Gedab News (April 18, 2010): Cash strapped and facing sanctions and asset-freezes, the Government of Eritrea has issued an order to its embassies to annul all Eritrean Passports and to require Eritrean passport-holders to apply for new ones by paying USD $200 (for expatriates) and Nakfa 3000 for Eritrean residents.
Unlike the old passports, which were valid for 5 years, the new ones will have to be renewed every 2 years. It appears that the purpose of the directive is not just as means to generate an immediate cash infusion but also stricter control of the Diaspora who were visiting Eritrean embassies only once every 5 years.
This is not the first time that the government has modified its passport policy, whose primary objective appears to be not to facilitate free movement of the people but a means to generate cash and to condition citizenship on one’s compliance with government policies.
Passport As Source Of Income
In 1998, shortly after the ignition of war with Ethiopia, the hard currency strapped Eritrean government began selling Eritrean passports to the “Bedoun”—literally “without”—stateless people who lived in Kuwait. The Eritrean government was not subtle about this: it advertised the availability of the passports in Arabic magazines in Kuwait.
In 2006, the Eritrean government offered Eritreans who want to leave the country legally a rare opportunity: for 100,000 Nakfa, they could be offered an exit visa, so long as they renounced their citizenship and agreed, in writing, never to come back. This policy was reversed immediately after the immigration office became inundated with requests.
Passport As A Political Tool
Given the high rate of defection, the government has instituted a policy on its senior officials: they are to maintain their passports at the security office of the Asmara Airport. The passport is handed to the officials only after the security office confirms with the Office of the President that the official is permitted to leave Eritrea.
The Eritrean passport which, by definition, is supposed to be the preserve of Eritrean citizens has also been doled out by the hundreds to foreign nationals who happen to be political allies of the government. Since the 1990s, the Eritrean government has issued hundreds of Eritrean passports to Sudanese, Ethiopian and Somali nationals, many of whom had been encamped in Eritrea as they waged their political and military campaigns against their native countries.
According to Kenya’s The Daily Nation (August 7, 2009), the Kenyan authorities deported two Eritreans, Hannibal Menghstie [sic] and Tewelde Habte Negash. The diplomat had been deported a month earlier and he returned to Kenya with a diplomatic passport.

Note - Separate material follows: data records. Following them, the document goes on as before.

Issue #262, opened 2019-12-15
Missing API master issue


merijn:
This issue is to document functions that are in *some* of the vector modules, but not others. I will update and add missing functions as I find them:

Not anywhere, but nice to have:
  - `iforM`
  - `iforM_`

Mutable modules should probably re-export `PrimState` and `PrimMonad` so it's easier to write `PrimMonad` generic code without adding the additional `primitive` dependency and an extra import.

`Data.Vector.Storable`:
  - `imapM`
  - `imapM_`

cartazio:
yay, thx! this sort of concrete actionable feedback is really helpful!

theres some tools somewhere for doing haddock or .hi file based api diffs,
something like that would be super helpful to sanity check cleanup vector
with

merijn:
Right now I'm just writing down everything I'm having to reimplement to get my stuff working >.>
A substantial number are already in `Data.Vector.Generic`, so I'm unsure why they aren't exported already.

merijn:
Various monadic folds:

- `foldM`
- `ifoldM`

I suppose only strict left folds are sensible here?

cartazio:
Not necessarily.  In terms of stream fusion yes, but for materialized
vectors both are valid.

Shimuuar:
This leaves only

> Mutable modules should probably re-export PrimState and PrimMonad so it's easier to write PrimMonad generic code without adding the additional primitive dependency and an extra import.

I think it's fair request and won't cause name clashes since module is expected to imported qualified

PR #311, opened 2020-06-06
Implement iforM and iforM_ (#262)

fumieval:
Added iforM and iforM_, indexed variants of `forM` and `forM_`

### DIFF
--- a/Data/Vector.hs
+++ b/Data/Vector.hs
@@ -98,6 +98,7 @@ module Data.Vector (
 
   -- ** Monadic mapping
   mapM, imapM, mapM_, imapM_, forM, forM_,
+  iforM, iforM_,
 
   -- ** Zipping
   zipWith, zipWith3, zipWith4, zipWith5, zipWith6,
@@ -1062,6 +1063,18 @@ forM = G.forM
 forM_ :: Monad m => Vector a -> (a -> m b) -> m ()
 {-# INLINE forM_ #-}
 forM_ = G.forM_
+
+-- | /O(n)/ Apply the monadic action to all elements of the vector and their indices, yielding a
+-- vector of results. Equivalent to 'flip' 'imapM'.
+iforM :: Monad m => Vector a -> (Int -> a -> m b) -> m (Vector b)
+{-# INLINE iforM #-}
+iforM = G.iforM
+
+-- | /O(n)/ Apply the monadic action to all elements of the vector and their indices and ignore the
+-- results. Equivalent to 'flip' 'imapM_'.
+iforM_ :: Monad m => Vector a -> (Int -> a -> m b) -> m ()
+{-# INLINE iforM_ #-}
+iforM_ = G.iforM_
 
 -- Zipping
 -- -------
--- a/Data/Vector/Generic.hs
+++ b/Data/Vector/Generic.hs
@@ -81,6 +81,7 @@ module Data.Vector.Generic (
 
   -- ** Monadic mapping
   mapM, imapM, mapM_, imapM_, forM, forM_,
+  iforM, iforM_,
 
   -- ** Zipping
   zipWith, zipWith3, zipWith4, zipWith5, zipWith6,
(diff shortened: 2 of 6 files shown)


Shimuuar:
LGTM 

Also I vaguely remember that GHC required fully saturated application to inline. So `iforM xs` won't be inlined since only one parameter is supplied. Consequently it won't be specialized and everything will be _slow_. I'll try to invent test case for that

fumieval:
Right, I copypasted the definition of `forM` and `forM_`, assuming that they are written this way deliberately. I can update them (including existing `forM`) easily

Shimuuar:
> LGTM 

Sorry. I take that back. :) You forgot `Data.Vector.Primitive`

fumieval:
Good catch!

Shimuuar:
Amended PR LGTM. @lehins @Bodigrim could any of you take a look it just in case. I already almost missed Primitive reexport

No it seems GHC is good with current definition. Toy benchmark sees no difference:

```haskell
import Criterion.Main

fun1 :: (Int -> IO ()) -> IO ()
{-# NOINLINE fun1 #-}
fun1 = V.forM_ (V.generate 4000 id)

fun2 :: (Int -> IO ()) -> IO ()
{-# NOINLINE fun2 #-}
fun2 = \f -> V.forM_ (V.generate 4000 id) f

main :: IO ()
main = defaultMain
  [ bench "1" $ whnfIO (fun1 (\i -> return ()))
  , bench "2" $ whnfIO (fun2 (\i -> return ()))
  ]
```

### -O0
```
benchmarking 1
time                 14.95 μs   (14.88 μs .. 15.04 μs)
                     1.000 R²   (1.000 R² .. 1.000 R²)
mean                 14.96 μs   (14.91 μs .. 15.04 μs)
std dev              210.7 ns   (150.5 ns .. 332.3 ns)
variance introduced by outliers: 10% (moderately inflated)

benchmarking 2
time                 12.20 μs   (12.18 μs .. 12.21 μs)
                     1.000 R²   (1.000 R² .. 1.000 R²)
mean                 12.15 μs   (12.13 μs .. 12.17 μs)
std dev              62.67 ns   (54.52 ns .. 73.09 ns)
```
### -O
```
benchmarking 1
time                 11.84 μs   (11.83 μs .. 11.85 μs)
                     1.000 R²   (1.000 R² .. 1.000 R²)
mean                 11.85 μs   (11.84 μs .. 11.86 μs)
std dev              45.18 ns   (35.97 ns .. 58.34 ns)

benchmarking 2
time                 13.23 μs   (13.21 μs .. 13.25 μs)
                     1.000 R²   (1.000 R² .. 1.000 R²)
mean                 13.21 μs   (13.20 μs .. 13.23 μs)
std dev              52.67 ns   (40.70 ns .. 70.79 ns)
```

Data/Vector.hs
```diff
@@ -1063,6 +1064,18 @@ forM_ :: Monad m => Vector a -> (a -> m b) -> m ()
 {-# INLINE forM_ #-}
 forM_ = G.forM_
 
+-- | /O(n)/ Apply the monadic action to all elements and their indexes of the vector, yielding a
```
Bodigrim, line 1067: Other haddock comments and API (`findIndices`) in `vector` spell "indices" instead of "indexes" and AFAIK this is a preferred form in mathematical/technical context. If there is no particular reason to deviate, I suggest to stick to "indices".

Data/Vector.hs
```diff
@@ -1063,6 +1064,18 @@ forM_ :: Monad m => Vector a -> (a -> m b) -> m ()
...
+-- vector of results. Equivalent to @flip 'imapM'@.
```
Bodigrim, line 1068: This is nitpicking, but I suggest `@flip@ 'imapM'`or even better `'flip' 'imapM'`.

Data/Vector.hs
Bodigrim: Also, "their indexes of the vector" sounds a bit strange; "to all elements of the vector and their indices" is better.

fumieval: Fixed. I like "indices" better

Data/Vector.hs
fumieval: Fixed

lehins:
Looks great. All comments are addressed. @fumieval Thank you!

fumieval:
Thank you guys too for swift feedbacks!

PR #312, opened 2020-06-06
Add MonadFix instance for boxed vectors

### LINKED ISSUE #178: Add MonadFix instance for Vector

Shimuuar:
Supersedes #179. 
Fixes #178 

See both for earlier discussion. LGTM but I never really understood nor used MonadFix

@treeowl Do you still has interest in this PR? And by chance do you remember what does this passage means?

>  -- It's perfectly safe to use non-monadic indexing within
>  -- each element, as the result of indexing will be demanded
>  -- as soon as the vector is produced.


treeowl:
Why do we need a new PR? What was wrong with the previous one? I'll try to answer your questions today.

Shimuuar:
I resolved merge conflicts and I can't push to your repo.

P.S. If you want to amend anything in this PR ping me, I'll grant you push permissions in my fork

Shimuuar:
P.P.S reopened #179 just in case

Data/Vector.hs
```diff
@@ -381,6 +382,24 @@ instance MonadZip Vector where
   {-# INLINE munzip #-}
   munzip = unzip
 
+instance MonadFix Vector where
+  -- We take care to dispose of v0 as soon as possible.
+  -- We also avoid setting up the result vector to refer to
+  -- itself. These measures should prevent memory leaks.
+  -- It's perfectly safe to use non-monadic indexing within
+  -- each element, as the result of indexing will be demanded
+  -- as soon as the vector is produced.
```
treeowl, line 391: What I mean about this is that the use of `(!)` in line 399 is okay: it can't cause a vector to be kept alive by a thunk. Why? Because we don't *create* that vector until we need the value of the result of that indexing operation. This is as opposed to the `headM` we need to get `h`, where we'd otherwise keep `v0` alive in the first element of the result vector until that first element is forced by someone else.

The decision to reduce the expiration date of the passports from 5 to 2 years will be specially onerous on Eritreans residing in Middle Eastern countries who are required to have valid passports from their native country to secure employment in their host countries. When renewing their passports, they are asked to pay the passport fee, any 2% income tax in arrears (tax on income generated in the host country), as well as any other fee that was imposed by the ruling party (national defense fee, adopt-a-martyr fee, fight-the-sanction-fee, etc.)
Another rationale for changing the passports could be the government’s plan to make it difficult to track carriers of Eritreans passport with numbers already in international security data bases who are or will be included in the wanted list. For example, Yemane Gebreab, who is the Special Advisor to President Isaias Afwerki, as well as the Political Director of PFDJ (the ruling party) and the founder of the YPFDJ (its youth franchise), was named in President Obama’s executive order 13536 of April 12, 2010, as an individual whose assets should be frozen. He is also likely to be listed in the UN Sanction Committee’s list of individuals who are prohibited from traveling. Presumably, Yemane Gebreab, whose address is listed as being in 12 Keren St, Asmara, Eritrea, will be issued a new passport with a new address.
Apart from Yemane, several leaders and members of the Somali armed groups also carry Eritrean passports including Mukhtar Robow for whom the Eritrean government chose the town of Keren as a birth place. Muktar was included in The U.S. Department of the Treasury list on Nonember 20, 2008.